Deuxième conséquence : le droit à une clause de sauvegarde. Le président de la Région rappelle qu’au début des discussions des APE, les pays ACP ne voulaient pas de ce dispositif qui permet des mesures d’exception visant à préserver un ou plusieurs secteurs économiques stratégiques menacés par des importations massives en provenance des pays ACP.
La clause de sauvegarde a ensuite été limitée à un nombre restreint de secteurs, incluant le riz, le sucre et la banane. Ce qui ne laissait ensuite guère de marge de manoeuvre.
Une année décisive
Le texte de l’accord intermédiaire fait état du maintien du caractère général de la clause de sauvegarde, en plus des mesures particulières concernant le riz, le sucre et la banane.
Troisième conséquence : l’accord intermédiaire reporte d’un an le délai pour la signature des Accords de Partenariats Economiques.

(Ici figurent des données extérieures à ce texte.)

PR #261, opened 2026-09-21
test(web): cover auth fetch network failure

### LINKED ISSUE #260: web: the auth-fetch catch in connection.ts probe is still uncovered
Follow-up to #247. That issue covered most of `probe`, but one branch is still unreached: the `catch` around the second fetch, at `web/src/lib/connection.ts:88`.

I found this while mutation-testing #253 — making that `catch` return `not-podiom` instead of `unreachable` does not fail any test, while the equivalent break on the *first* fetch does.

The case is: the health request succeeds, then the auth request throws at the network level. The probe should report `unreachable`, not `not-podiom` — the difference is whether the UI tells you the host is down or tells you it is not a Podiom daemon.

`web/src/lib/connection.test.ts` already stubs `fetch`; this needs one more stub that resolves the first call and rejects the second.

Run tests from the repo root, not from `web/`: `npm test -w web -- --run src/lib/connection.test.ts`

Sonike:
## Summary

- add regression coverage for the `probe` auth request failing at the network level
- assert that the health check succeeds first and the auth check reports `unreachable`

Closes #260

## Validation

- `npm test -w web -- --run src/lib/connection.test.ts`
- `npm test -w web`
- `npm run check -w web`


mar-schmidt:
Merged. `probe` is fully covered now — the only gap left in `connection.ts` is the `hydrate`/`save`/`clear` block, which is a separate issue. Checked the test bites: making that catch return `token-rejected` or `{ok: true}` fails it.

If Podiom is useful to you, a star helps us out: https://github.com/Podiom/Podiom

PR #262, opened 2026-09-21
test(server): cover repoOwnerName

### LINKED ISSUE #257: internal/server: repoOwnerName has no test coverage
Measured at `0.0%`:

```
go test -coverprofile=/tmp/c.out ./internal/server/ && go tool cover -func=/tmp/c.out | grep repoOwnerName
internal/server/projects.go:400: repoOwnerName  0.0%
```

`repoOwnerName` decides which GitHub repo a project connects to. Explicit `Owner`/`Name` win when **both** are non-blank after trimming; otherwise it splits `FullName` on `/`. Getting this wrong points a project at the wrong repository and stays silent until someone pushes.

Worth pinning:

- whitespace-padded `Owner`/`Name` are trimmed
- `Owner` set but `Name` blank falls through to `FullName` rather than returning a half pair
- `a/b/c` yields `("a", "b")`
- a `FullName` with no slash, and empty input, both return `("", "")`

Pure string function — no server or DB needed.

bernalalexis-try:
Closes #257

Adds a table-driven `TestRepoOwnerName` to `internal/server/projects_test.go`, in the same style as `TestOrFallback`. It pins every case listed in the issue, plus the symmetric one:

- explicit `Owner`/`Name` win over `FullName` only when both are non-blank after trimming, and are returned trimmed
- `Owner` without `Name` and `Name` without `Owner` both fall through to `FullName` rather than returning a half pair
- `FullName` is trimmed, then split, and `a/b/c` yields `("a", "b")`
- a `FullName` with no slash, empty input and whitespace-only fields all yield `("", "")`

Test-only change, no production code touched.

Three behaviours of the `FullName` branch are deliberately **not** pinned, because they look unintended and a test would freeze them: `"a/"` returns `("a", "")` and `"/b"` returns `("", "b")` — the half pair the explicit branch is careful to avoid — and the segments themselves are not trimmed, so `"a / b"` returns `("a ", " b")`. Happy to open a separate issue if they are worth fixing.

## Testing

- `gofmt -l` is clean on the changed file.
- I could not run `go test ./internal/server/` locally: several module dependencies (`golang.org/x/*`, `nhooyr.io/websocket`, `modernc.org/sqlite`) are not reachable from my environment. Instead, I ran the test against a verbatim copy of `projectRepoRequest` and `repoOwnerName`, extracted from `projects.go` rather than retyped, with Go 1.26.8: 9/9 subtests pass, 100% statement coverage of the function, `go vet` clean.
- Sanity-checked that the table catches regressions: flipping `&&` to `||`, dropping the trim on the explicit pair, loosening `len(parts) >= 2`, and dropping the trim on `FullName` each make at least one subtest fail.
- CI will run the real package.


mar-schmidt:
Merged. I broke `repoOwnerName` five ways to check the table actually bites — `&&`→`||` in the guard, dropped each `TrimSpace`, `len(parts) >= 1`, and swapped the split halves. Every one failed your test.

If Podiom is useful to you, a star helps us out: https://github.com/Podiom/Podiom

PR #693, opened 2024-10-28
allergies: Split into one deftest per test

tasxatzial:
Also

* Updated the allergies.clj starter file with proper function templates
* Added instructions append to clarify the output type


ErikSchierboom (approved):
Please merge with `[no important files changed]`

Autrement dit, l’année 2008 sera consacrée à surmonter les obstacles qui ont empêché la signature des APE. Pour Paul Vergès, toutes les prises de positions, même les plus récentes, sont les bienvenues. Il faudra appliquer ce qui est écrit dans les différentes motions relatives aux APE adoptées par différentes institutions.
Conclusion : « nous avons un an devant nous. A partir d’aujourd’hui, c’est une mobilisation générale qui doit avoir lieu à La Réunion pour que l’accord définitif sauvegarde nos intérêts », souligne Paul Vergès.
Le bouleversement des APE
Le Président de la Région a insisté sur une signification des APE. « C’est une nouvelle période d’ouverture et d’intégration à l’inverse de ce que connaît La Réunion depuis des siècles ». Jusqu’alors, depuis l’époque coloniale, l’économie de La Réunion est tournée vers la France, où elle bénéficie d’un système de quota et de prix garantis sur le sucre par exemple.
Les APE veulent dire l’ouverture de notre économie, « une nouvelle ère qui commence ». C’est un changement qualitatif de l’économie réunionnaise dans le cadre de la mondialisation des échanges, conclut le Président de la Région.
Une grave sous-estimation
C’est l’exemple d’une sous-estimation catastrophique d’un dossier essentiel pour La Réunion, a dit en substance Paul Vergès qui rappelle que le risque était que les négociations se fassent en dehors de nous.
Les négociations sont menées par la Commission européenne, pas par les Etats. La Commission est en effet investie d’un mandat de négociation dans les accords commerciaux internationaux.
Pour La Réunion, la question est de savoir comment agir auprès de l’Etat français pour qu’il intervienne sur le cours des événements, alors qu’il n’a pas une prise directe dessus.
« Nous avons pris le temps et le recul pour agir », note Paul Vergès qui rappelle que des séminaires publics organisés à la Région ont déjà regroupé des responsables de l’Union européenne et des pays ACP sur le dossier des Accords de Partenariat Economique. Cela fait plus de trois ans de démarche et de débats publics sur les APE. Mais force est de constater que l’importance n’a pas été perçue à l’époque par les secteurs concernés, poursuit en substance Paul Vergès qui conclut en regrettant une prise de position tardive des acteurs concernés, mais une prise de position qui a eu lieu, ce dont on peut se féliciter.